---------- Records for this task

Issue #55, opened 2021-12-02
Component improvements in event block


cpvalente:
We are planning some work on restructuring some of the components. Mostly focusing on the usability of the app rather than adding new functionality

I thought it would be good to start a documentation on this, focusing for now on Event block which is next in line in worklist

- [x] Improve time input workflow, lots of good stuff at #50 and #46
- [ ] Show a small progressbar in running event when collapsed 
- [ ] Add playbutton to event block
- [ ] Add skip action #172 
- [ ] Allow more text to be added in notes (note field is text area) #59 
- [ ] Add a note event: event with a single text field and time without duration. eg: 08:30 mic check.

--------------------

(What the exercise asks): What are the exact lines from the beginning of the material through the line containing "- [ ] Add skip action #172"? Write out those lines alone.

(Task response):
Issue #55, opened 2021-12-02
Component improvements in event block


cpvalente:
We are planning some work on restructuring some of the components. Mostly focusing on the usability of the app rather than adding new functionality

I thought it would be good to start a documentation on this, focusing for now on Event block which is next in line in worklist

- [x] Improve time input workflow, lots of good stuff at #50 and #46
- [ ] Show a small progressbar in running event when collapsed 
- [ ] Add playbutton to event block
- [ ] Add skip action #172 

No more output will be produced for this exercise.